Jean Jacques Christophe Mervilus (3 janvier 1919 – 13 mai 1987)

PARTAGER

« Jeune homme, surveillez-vous ! » : L’itinéraire d’excellence du Colonel Christophe Mervilus

Au début du XXe siècle, le paysage éducatif de Port-au-Prince se partage entre les grandes congrégations religieuses et le prestigieux Lycée national Alexandre Pétion. C’est pourtant à l'Institution Saint-Louis de Gonzague que le jeune Christophe Mervilus forge sa réputation d’excellence, décrochant la médaille d’argent de sa promotion en 1936. À cette époque, l’artère bordant l’établissement porte encore le nom d’avenue du Président Trujillo, et les enseignes de la capitale témoignent d’un cosmopolitisme vibrant où familles italiennes, arabes, allemandes et juives cohabitent au cœur de la cité haïtienne.

Son baccalauréat en poche, il intègre l’École des sciences appliquées — ancêtre de l’actuelle Faculté des sciences.

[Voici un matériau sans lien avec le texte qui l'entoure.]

PR #467, opened 2015-12-10
Add data adaptors and integrate Quandl

### LINKED ISSUE #409: Investigate using Quandl as a data source
If we encounter problems with a Bitcoin API(s), could Quandl be a suitable alternative?

http://d3fc.io/components/data/quandl.html

jleft:
~~Thought this was worth putting up as a WIP, I'll integrate with #437 once it's merged.~~ Done.

Any thoughts or comments welcome!

Resolves #409


src/assets/js/app.js
```diff
@@ -56,11 +66,24 @@ export default function() {
         seconds: 60,
         d3TimeInterval: {unit: d3.time.minute, value: 1},
         timeFormat: '%H:%M'});
+
+    var generatedSource = model.data.source(dataGeneratorAdaptor());
+    var bitcoinSource = model.data.source(coinbaseAdaptor(), webSocket());
+    var quandlSource = model.data.source(quandlAdaptor());
+
     var generated = model.data.product({
-        family: 'generated',
```
jleft: `source` replaces `family`

src/assets/js/data/coinbase/formatProducts.js
```diff
@@ -1,24 +1,23 @@
 import model from '../../model/model';
 
-export default function(minute1, minute5, hour1, day1, response) {
-    var products = response.map(function(product) {
-        if (product.id !== 'BTC-USD') {
+export default function(products, source, defaults, exceptions) {
```
jleft: Thought this change would make it easier to maintain if we want to change the defaults or add another exception - reduces the potential for lots of branching

src/assets/js/data/coinbase/getProducts.js
```diff
@@ -1,13 +1,12 @@
 import d3 from 'd3';
 import model from '../../model/model';
-import formatProducts from './formatProducts';
 
-export default function(minute1, minute5, hour1, day1, callback) {
+export default function(callback) {
```
jleft: Now has a single responsibility for getting the products; formatting is done separately.

Could be worth componentising, but this is so small that I didn't think it was worth it.

test/data/coinbase/formatProductsSpec.js
```diff
@@ -1,14 +1,18 @@
...
 
 var min1 = 60;
 var min5 = 300;
 var hr1 = 3600;
 var day1 = 86400;
+var defaults = [hr1, day1];
+var exceptions = d3.map();
+exceptions.set('BTC-USD', [min1, min5, hr1, day1]);
 
 describe('data/coinbase/formatProducts', function() {
```
jleft: I'm not convinced that we should be testing what, I think, is essentially some configuration settings for the application (the products which we have)?

Rather than checking that our configuration is correct, I think we should be testing the units of code and their behaviour - otherwise we're going to have to duplicate the configuration (to some extent) in both the application source and our tests. E.g. the final three tests are testing exactly the same behaviour just with different configuration values for the product.

I'd suggest that we should be testing:
+ that default values can assigned when a product is not listed as an exception 
+ the exceptions are applied if a product is listed as an exception.

I've kept this as before for now (apart for updating the params) but happy to update.

src/assets/js/app.js
```diff
@@ -41,6 +46,11 @@ export default function() {
         seconds: 86400,
         d3TimeInterval: {unit: d3.time.day, value: 1},
         timeFormat: '%b %d'});
+    var week1 = model.data.period({
+        display: 'Weekly',
+        seconds: 60 * 60 * 24 * 7,
```
rjmcneill: Should we have all our seconds worked out like this?
Could be clearer that way.

src/assets/js/app.js
```diff
@@ -244,17 +267,17 @@ export default function() {
...
                 resetToLatest();
                 updateLayout();
             })
-            .on(event.dataLoadError, function(err) {
+            .on(event.historicFeedError, function(err) {
                 console.log('Error getting historic data: ' + err); // TODO: something more useful for the user!
             })
-            .on(event.webSocketError, function(err) {
+            .on(event.streamingFeedError, function(err) {
                 console.log('Error loading data from websocket: ' + err);
```
rjmcneill: I know you didn't change this, but is it worth adding this beside it?

```
 // TODO: something more useful for the user!
```

src/assets/js/app.js
jleft: Nice spot :) updated

src/assets/js/app.js
jleft: Sounds good - done.

src/assets/js/data/adaptor/dataGenerator.js
```diff
@@ -0,0 +1,62 @@
...
+import fc from 'd3fc';
+
+export default function() {
+
+    var dataGenerator = fc.data.random.financial(),
+        allowedPeriods = [60 * 60 * 24],
+        candles,
+        end,
+        granularity,
+        product = null;
```
jdhodges431: For the sake of consistency, would it be better to use individual var statements rather than combined?

rjmcneill:
LGTM @jleft :+1:

jdhodges431:
Looks good :+1:

test/data/coinbase/formatProductsSpec.js
tlsim: I suppose what separates the current situation from pure configuration is that every product returned from the coinbase API will be added to the dropdown, and formatProducts contains logic to override the default periods for specified product ids. We could instead have a single productId/periods map for all products. There would be no override logic to test.

src/assets/js/data/adaptor/dataGenerator.js
jleft: Good question, it seems we vary our approach throughout the application. Opened an issue to cover this: #479

test/data/coinbase/formatProductsSpec.js
jleft: I think having the override logic is fine (unless this change has made formatProducts too generic?).

My main concern with the tests is that the last three are pretty much identical - unless we did specify the product(s) which we want to override in formatProducts (which is no longer the case), I can't think of a scenario where they would not all pass or all fail, as they're just testing that the defaults are set.

tlsim: Ok, we'll stay with that. You're welcome to improve the tests :smile:

src/assets/js/app.js
```diff
@@ -298,16 +316,19 @@ export default function() {
...
 
     function insertProductsIntoHeadMenuModel(error, bitcoinProducts) {
         if (error) {
-            console.log('Error getting coinbase products: ' + error); // TODO: something more useful for the user!
+            console.log('Error getting Coinbase products: ' + error); // TODO: something more useful for the user!
         } else {
-            // Add the newly received products to the product list
-            headMenuModel.products = headMenuModel.products.concat(bitcoinProducts);
+            var defaultPeriods = [hour1, day1];
+            var exceptionPeriods = d3.map();
```
tlsim: Maybe 'override' / 'overridden' instead of 'exception'?

src/assets/js/data/adaptor/dataGenerator.js
```diff
@@ -0,0 +1,62 @@
...
+    var dataGeneratorAdaptor = function(cb) {
+        end.setHours(0, 0, 0, 0);
+        var millisecondsPerDay = 24 * 60 * 60 * 1000;
+        dataGenerator.startDate(new Date(end - (candles - 1) * millisecondsPerDay));
+
+        var data = dataGenerator(candles);
+        cb(null, data);
+    };
+
+    dataGeneratorAdaptor.candles = function(x) {
```
tlsim: What's your thinking on the future interface for the adaptors? We could move to `start`, `end` and `granularity` instead of some constant number of candles from the present time.

test/data/coinbase/formatProductsSpec.js
jleft: Sounds good, thanks :smiley:

src/assets/js/app.js
jleft: Updated to `productPeriodOverrides`

src/assets/js/data/adaptor/dataGenerator.js
jleft: > What's your thinking on the future interface for the adaptors? We could move to start, end and granularity instead of some constant number of candles from the present time.

I'm not sure, but I've been thinking the same as your suggestion - seems like a much nicer interface to me :smiley:

tlsim: Scottlogic/d3fc#763 should help us here.

tlsim:
:+1:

Mais en 1938, des restrictions budgétaires contraignent l’institution à fermer ses portes. Ce coup du sort décide de sa vocation : il se tourne vers la carrière des armes. Alors que le gouvernement haïtien sollicite une mission américaine pour réorganiser l’École militaire, Mervilus réussit le concours d'entrée en novembre 1938.

De Fort Benning à l’Université de Salamanque

Sa formation d’officier s’étale de janvier 1939 à juillet 1941. Son parcours le mène ensuite aux États-Unis, où il suit les cours avancés d’infanterie à Fort Benning, en Géorgie. Tandis que certains de ses frères d'armes s’envolent pour l’Alabama pour se former au combat aérien, Mervilus affirme son profil d'intellectuel militaire.

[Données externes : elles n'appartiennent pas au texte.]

PR #1425, opened 2019-07-30
Agentctl

ondrej-fabry:


cmd/agentctl/commands/import.go
```diff
@@ -43,73 +43,97 @@ var (
...
+    <keyN> <valueN>
+
+ Empty lines and lines starting with '#' are ignored.
+
+KEY FORMAT
+
+ Keys can be defined in two ways:
+
+    - full: 	/vnf-agent/vpp1/config/vpp/v2/interfaces/iface1
+    - short:	config/vpp/v2/interfaces/iface1
```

En 1951, alors qu'il officie comme bibliothécaire et instructeur en topographie à l’Académie militaire, il obtient une bourse d’études pour l’Espagne. Des archives de l’Université de Salamanque, consultées en 2020, révèlent qu’il y côtoya les sommités des lettres ibériques : Ramón Menéndez Pidal, Fernando Lázaro Carreter, ou encore le futur prix Nobel Camilo José Cela.

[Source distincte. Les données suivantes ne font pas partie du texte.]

PR #1428, opened 2019-07-31
WIP integration test ACL IP CRUD

stanislav-chlebec:


tests/integration/vpp/04_acl_test.go
```diff
@@ -0,0 +1,499 @@
...
+	}
+
+	_, err = h.AddACL(aclErr3Rules, "test4")
+	Expect(err).To(Not(BeNil()))
+	if err != nil {
+		t.Logf("adding acls failed: %v", err)
+	}
+
+	//ctx.MockVpp.MockReply(&acl_api.MacipACLAddReply{})
+	aclIdx, err = h.AddACL(aclIPrules, "test5")
```
stanislav-chlebec: Why in unit tests at this place is expected to be err not NIL

ondrej-fabry: https://github.com/ligato/vpp-agent/blob/dev/plugins/vpp/aclplugin/vppcalls/vpp1908/acl_vppcalls_test.go#L271-L277

This part is testing: invalid reply (wrong reply message) and error reploy (retval != 0). These test cases in this form are not relevant in the integration tests. However it would be good to test cases where error happens as well. For example trying to use invalid configuration and expect error from VPP.. etc.

tests/integration/vpp/040_acl_test.go
```diff
@@ -0,0 +1,614 @@
...
+	if errx != nil {
+		t.Fatalf("dumping acls failed: %v", errx)
+	}
+	t.Logf("%d acls dumped", len(acls))
+	t.Logf("acls dumped %v", acls)
+
+	aclIdx, err := h.AddACL(aclIPrules, "test0")
+	Expect(err).To(BeNil())
+	Expect(aclIdx).To(BeEquivalentTo(0))
+	if err != nil {
```
ondrej-fabry: There is no need to do `if err != nil` checks if you are using `Expect(err).To(BeNil())` from gomega package.

ondrej-fabry: https://onsi.github.io/gomega/#handling-errors

tests/integration/vpp/040_acl_test.go
```diff
@@ -0,0 +1,614 @@
...
+		SwIfIndex: ifIdx,
+	})
+
+	h := aclplugin_vppcalls.CompatibleACLVppHandler(ctx.vppBinapi, ifIndexes, logrus.NewLogger("test"))
+	if h == nil {
+		t.Fatalf("handler was not created")
+	}
+
+	acls, errx := h.DumpACL()
+	if errx != nil {
```
ondrej-fabry: Let's be consistent and use `Expect(...)...` for all of these from this point below.

tests/integration/vpp/040_acl_test.go
```diff
@@ -0,0 +1,614 @@
...
+		t.Fatalf("dumping acls failed: %v", errx)
+	}
+	t.Logf("%d acls dumped", len(acls))
+	t.Logf("acls dumped %v", acls)
+
```
ondrej-fabry: There should be some check here that would check number of dumped acls to be 0.

plugins/vpp/aclplugin/vppcalls/acl_vppcalls.go
```diff
@@ -82,13 +82,13 @@ type ACLVppAPI interface {
 	AddACLToInterfaceAsIngress(aclIndex uint32, ifName string) error
 	// AddACLToInterfaceAsEgress adds ACL (L3/L4) to single interface as egress.
 	AddACLToInterfaceAsEgress(aclIndex uint32, ifName string) error
-	// AddACLToInterfaceAsIngress deletes ACL (L3/L4) from single interface as ingress.
+	//DeleteACLFromInterfaceAsIngress deletes ACL (L3/L4) from single interface as ingress.
```
ondrej-fabry: Comments should start with space.

tests/integration/vpp/040_acl_test.go
```diff
@@ -0,0 +1,993 @@
...
+	aclplugin_vppcalls "github.com/ligato/vpp-agent/plugins/vpp/aclplugin/vppcalls"
+	_ "github.com/ligato/vpp-agent/plugins/vpp/ifplugin"
+	"github.com/ligato/vpp-agent/plugins/vpp/ifplugin/ifaceidx"
+	ifplugin_vppcalls "github.com/ligato/vpp-agent/plugins/vpp/ifplugin/vppcalls"
+	//	"encoding/json"
+)
+
+var aclNoRules []*acl.ACL_Rule
+
+var aclErr1Rules = []*acl.ACL_Rule{
```
ondrej-fabry: It's not that safe to define global variables like this and also takes a lot of space. 

It would be better to create a helper function that returns ACL rule, something like:

```go
func newAclIpRule(src, dst string) *acl.ACL_Rule {
	return &acl.ACL_Rule{
		Action: acl.ACL_Rule_PERMIT,
		IpRule: &acl.ACL_Rule_IpRule{
			Ip: &acl.ACL_Rule_IpRule_Ip{
				SourceNetwork:      src,
				DestinationNetwork: dst,
			},
		},
	}
}

func Test(...) {
	aclRules := []*acl.ACL_Rule{
		newAclIpRule(".0.", "10.20.0.0/24"),
	}
}
```

stanislav-chlebec: so far partly done on next commit
still to need to do for denyICMP denyTCP denyUDP and such...

tests/integration/vpp/040_acl_test.go
```diff
@@ -0,0 +1,906 @@
...
+			SourceAddressPrefix:  srcPrefix,
+			SourceMacAddress:     srcMacAddr,
+			SourceMacAddressMask: srcMacMask,
+		},
+	}
+}
+
+var aclNoRules []*acl.ACL_Rule
+
+var aclErr1Rules = []*acl.ACL_Rule{
```
ondrej-fabry: You plan to remove this right? The idea was to remove the global variables altogether and just call functions from tests.

tests/integration/vpp/040_acl_test.go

Un officier d'État et de plume

Le capitaine Mervilus ne se contente pas des casernes. Du 14 juin au 22 octobre 1957, il dirige le département du Commerce et de l’Économie nationale. Au sein des forces armées, il gravit les échelons jusqu’au grade de colonel, occupant les fonctions de directeur adjoint de l’Académie militaire d’Haïti sous les commandements successifs des colonels Marcel Colon et Harry Neptune.

Sa plume marque également l’histoire de l’institution. En septembre 1945, il co-signe avec le sous-lieutenant Raymond Lafontant le premier article de référence consacré à l’Académie dans la revue Les Cahiers d’Haïti. Ce texte fondateur de dix pages, initié par le major Levelt — futur général —, reste un document précieux pour l'histoire militaire du pays.

Le « maître » polyglotte

Homme de culture et polyglotte émérite, Mervilus brille par ses talents de traducteur. Le Dr Pierre Montès rapporte qu’en 1966, lors d'une réception au Palais national, il assura l'interprétation consécutive des discours du président François Duvalier et de l'invité d’honneur, Galo Plaza Lasso. Impressionné par la virtuosité du colonel, l'ancien président équatorien et futur secrétaire général de l'OEA brisa le protocole pour le féliciter publiquement.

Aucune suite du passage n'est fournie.